(Extracted data entries)
Issue #603, opened 2019-03-07
Static build for CDN distribution


slightlyoff:
Per a F2F conversation with @justinfagnani, wanted to capture agreement to add a single, modern-browser-exclusive build of LitElement and the most frequently used lit-html directives to the distributed NPM module. The goal is to enable easy inclusion of LitElement from a single source file.

## Rationale

LitElement, when built, is tiny! That isn't apparent when using it from, e.g., unpkg. The need for the Polymer CLI tools also increases the friction to getting started with the edit/compile cycle that historically makes web development so much fun.

Instead of trying to boil the whole ocean by providing every build variant, or having to compromise on size to accomodate legacy, the idea here is to get developers started quickly while providing an easier path to "real" LitElement usage via local builds.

▶ Task details: Please copy every line from the entries that includes the word "started".

▶ Task result:
LitElement, when built, is tiny! That isn't apparent when using it from, e.g., unpkg. The need for the Polymer CLI tools also increases the friction to getting started with the edit/compile cycle that historically makes web development so much fun.
Instead of trying to boil the whole ocean by providing every build variant, or having to compromise on size to accomodate legacy, the idea here is to get developers started quickly while providing an easier path to "real" LitElement usage via local builds.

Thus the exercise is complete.